*Prompt*.
In the entries below, how many lines include "agpl"? Reply with the number and nothing more.

------ Excerpted data

PR #1742, opened 2024-04-22
[FIX] partner_firstname: Multiple creation with "name"

SirAionTech:
This happens after https://github.com/OCA/partner-contact/pull/1647.

**Steps**:
1. Create 2 partners in one `create`, only assigning their `name` (also see added test):
   ```
   self.env["res.partner"].create(
       [
           {
               "name": "Test partner1",
           },
           {
               "name": "Test partner2",
           },
       ]
   )
   ```

**Actual behavior**:
Exception raised:
> odoo.addons.partner_firstname.exceptions.EmptyNamesError: ("Error(s) with partner 1425's name.", 'No name is set.')

**Expected behavior**:
2 partners created

### DIFF
--- a/partner_firstname/models/res_partner.py
+++ b/partner_firstname/models/res_partner.py
@@ -1,6 +1,7 @@
 # Copyright 2013 Nicolas Bessi (Camptocamp SA)
 # Copyright 2014 Agile Business Group (<http://www.agilebg.com>)
 # Copyright 2015 Grupo ESOC (<http://www.grupoesoc.es>)
+# Copyright 2024 Simone Rubino - Aion Tech
 # License AGPL-3.0 or later (http://www.gnu.org/licenses/agpl.html).
 import logging
 
@@ -73,7 +74,7 @@ class ResPartner(models.Model):
             # pylint: disable=W8121
             created_partners |= super(
                 ResPartner, self.with_context(partner_context)
-            ).create(vals_list)
+            ).create([vals])
         return created_partners
 
     def get_extra_default_copy_values(self, order):
--- a/partner_firstname/readme/CONTRIBUTORS.rst
+++ b/partner_firstname/readme/CONTRIBUTORS.rst
@@ -18,3 +18,6 @@
 * Graeme Gellatly <graeme@o4sb.com>
 * Laurent Mignon <laurent.mignon@acsone.eu>
 * Bjorn Billen <bjorn.billen@dynapps.be>
+* `Aion Tech <https://aiontech.company/>`_:
+
+  * Simone Rubino <simone.rubino@aion-tech.it>
--- a/partner_firstname/static/description/index.html
+++ b/partner_firstname/static/description/index.html
@@ -1,3 +1,4 @@
+<?xml version="1.0" encoding="utf-8"?>
 <!DOCTYPE html PUBLIC "-//W3C//DTD XHTML 1.0 Transitional//EN" "http://www.w3.org/TR/xhtml1/DTD/xhtml1-transitional.dtd">
 <html xmlns="http://www.w3.org/1999/xhtml" xml:lang="en" lang="en">
 <head>
@@ -466,6 +467,10 @@ If you spotted it first, help us to smash it by providing a detailed and welcome
 <li>Graeme Gellatly &lt;<a class="reference external" href="mailto:graeme&#64;o4sb.com">graeme&#64;o4sb.com</a>&gt;</li>
 <li>Laurent Mignon &lt;<a class="reference external" href="mailto:laurent.mignon&#64;acsone.eu">laurent.mignon&#64;acsone.eu</a>&gt;</li>
 <li>Bjorn Billen &lt;<a class="reference external" href="mailto:bjorn.billen&#64;dynapps.be">bjorn.billen&#64;dynapps.be</a>&gt;</li>
+<li><a class="reference external" href="https://aiontech.company/">Aion Tech</a>:<ul>
+<li>Simone Rubino &lt;<a class="reference external" href="mailto:simone.rubino&#64;aion-tech.it">simone.rubino&#64;aion-tech.it</a>&gt;</li>
+</ul>
+</li>
 </ul>
 </div>
 <div class="section" id="maintainers">
--- a/partner_firstname/tests/test_name.py
+++ b/partner_firstname/tests/test_name.py
@@ -23,6 +23,9 @@
 # along with this program; if not, write to the Free Software
 # Foundation, Inc., 59 Temple Place - Suite 330, Boston, MA  02111-1307, USA.
 
+# Copyright 2024 Simone Rubino - Aion Tech
+# License AGPL-3.0 or later (https://www.gnu.org/licenses/agpl).
+
 """Test naming logic.
 
 To have more accurate results, remove the ``mail`` module before testing.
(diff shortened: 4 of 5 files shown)


SirAionTech:
@payen000 @hugho-ad @luisg123v @moylop260 you were involved in https://github.com/OCA/partner-contact/pull/1647, could you please have a look?

partner_firstname/readme/CONTRIBUTORS.rst
```diff
@@ -18,3 +18,6 @@
 * Graeme Gellatly <graeme@o4sb.com>
 * Laurent Mignon <laurent.mignon@acsone.eu>
 * Bjorn Billen <bjorn.billen@dynapps.be>
+* `Aion Tech <https://aiontech.company/>`_:
```
luisg123v, line 21: Let's leave these automatic changes to the bot, so the commit contains only the actual changes.

partner_firstname/models/res_partner.py
```diff
@@ -73,7 +74,7 @@ def create(self, vals_list):
             # pylint: disable=W8121
             created_partners |= super(
                 ResPartner, self.with_context(partner_context)
-            ).create(vals_list)
+            ).create(vals)
```
luisg123v:
```suggestion
            ).create([vals])
```

partner_firstname/readme/CONTRIBUTORS.rst
luisg123v, line 21: This syntax seems to not be correct, I'd include only the contributor name, as in the already-existing list items.

partner_firstname/static/description/index.html
```diff
@@ -466,6 +467,10 @@ <h2><a class="toc-backref" href="#toc-entry-7">Contributors</a></h2>
 <li>Graeme Gellatly &lt;<a class="reference external" href="mailto:graeme&#64;o4sb.com">graeme&#64;o4sb.com</a>&gt;</li>
 <li>Laurent Mignon &lt;<a class="reference external" href="mailto:laurent.mignon&#64;acsone.eu">laurent.mignon&#64;acsone.eu</a>&gt;</li>
 <li>Bjorn Billen &lt;<a class="reference external" href="mailto:bjorn.billen&#64;dynapps.be">bjorn.billen&#64;dynapps.be</a>&gt;</li>
+<li><a class="reference external" href="https://aiontech.company/">Aion Tech</a>:<ul>
```
luisg123v, line 470: Same here, let's leave automatic changes to the bot.

partner_firstname/tests/test_name.py
```diff
@@ -50,6 +53,19 @@ def test_whitespace_cleanup(self):
...
+            [
+                {
+                    "name": "Test partner1",
+                },
+                {
+                    "name": "Test partner2",
+                },
+            ]
+        )
+
```
luisg123v, line 82: Provide atleast one assertion, e.g. `assertRecordValues`

luisg123v (changes requested):
Missing commit description.

payen000:
Hello @SirAionTech,

I would only add to the current review comments that the commit message `[FIX] partner_firstname: Multiple creation with "name"` could probably be more descriptive, like `[FIX] partner_firstname: Avoid duplicate partner creation with "name"` (or something different that points the attention to the issue being fixed). Then the commit description would clarify the details.

partner_firstname/models/res_partner.py
SirAionTech: Done!
Since it works either way I'm curious: is there any particular reason to prefer this syntax to the one I proposed?

partner_firstname/tests/test_name.py
SirAionTech: Assertion added; there was none before because I was already happy that no exception is raised, as it happens before these changes.

partner_firstname/readme/CONTRIBUTORS.rst
SirAionTech: This is not an automatic change, this is me adding myself as a contributor.

SirAionTech: Why is it not correct? It looks fine in the README: 
image

partner_firstname/static/description/index.html
SirAionTech: This is an automatic change done by **pre-commit** installed locally when I commit, since it ensures coding conventions I'd rather leave it installed; do I really have to change this in order to have the PR merged?

SirAionTech:
> Hello @SirAionTech,
> 
> I would only add to the current review comments that the commit message `[FIX] partner_firstname: Multiple creation with "name"` could probably be more descriptive, like `[FIX] partner_firstname: Avoid duplicate partner creation with "name"` (or something different that points the attention to the issue being fixed). Then the commit description would clarify the details.

Hi,
> [FIX] partner_firstname: Avoid duplicate partner creation with "name"

Not sure what I would be avoiding here, could you please clarify that?
Right now the commit message states that it is `[FIX]`ing `Multiple creation with "name"` because when trying to create multiple partners with only the `name` field, an exception is raised, so it needs `[FIX]`ing; I added the exception message being raised in the commit description, does it look better now?

SirAionTech (commented):
Thanks for the review!

SirAionTech:
> Missing commit description.

Added, see also https://github.com/OCA/partner-contact/pull/1742#issuecomment-2071660402.

partner_firstname/static/description/index.html
simahawk: @SirAionTech that's more for func ppl :wink: 
As a techie I would recommend setting this env var: `SKIP=oca-gen-addon-readme`

simahawk (approved):
LG

payen000:
Hello @SirAionTech,

> Not sure what I would be avoiding here, could you please clarify that?

Of course!

From reviewing the partner's create method, it seems that previous to your fix all partners would be created on each iteration (as opposed to only one partner per iteration, as your change correctly does). I mean, if I sent a list of 3 partner value dicts, I would end up with 9 partners instead of the intended 3, effectively duplicating the partners on each iteration, no?

I thought at first that your commit message would be focused on that idea, but I now see that the focus of your commit message is in preventing the error that you describe in the commit message, so I think you can ignore my suggestion :)

SirAionTech:
> From reviewing the partner's create method, it seems that previous to your fix all partners would be created on each iteration (as opposed to only one partner per iteration, as your change correctly does). I mean, if I sent a list of 3 partner value dicts, I would end up with 9 partners instead of the intended 3, effectively duplicating the partners on each iteration, no?
>
> I thought at first that your commit message would be focused on that idea, but I now see that the focus of your commit message is in preventing the error that you describe in the commit message, so I think you can ignore my suggestion :)

I see, I have clarified what I am fixing in the PR description too.

partner_firstname/models/res_partner.py
luisg123v: Both ways work, but the old one is deprecated and it's internally "translated" to the new one, so better use the new one directly.

Saran440 (approved):
Functional Test :+1: 

This PR solved with case import user too.

Step to test:
1. Import `res.user` with 2 users (more than 1) with firstname, lastname, login
Selection_002

2. Check partner, it created partner duplicate. if import 10 users, it will create 1 user = 10 partner
Selection_003

moylop260 (approved):
👍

------------

*Your response*.
2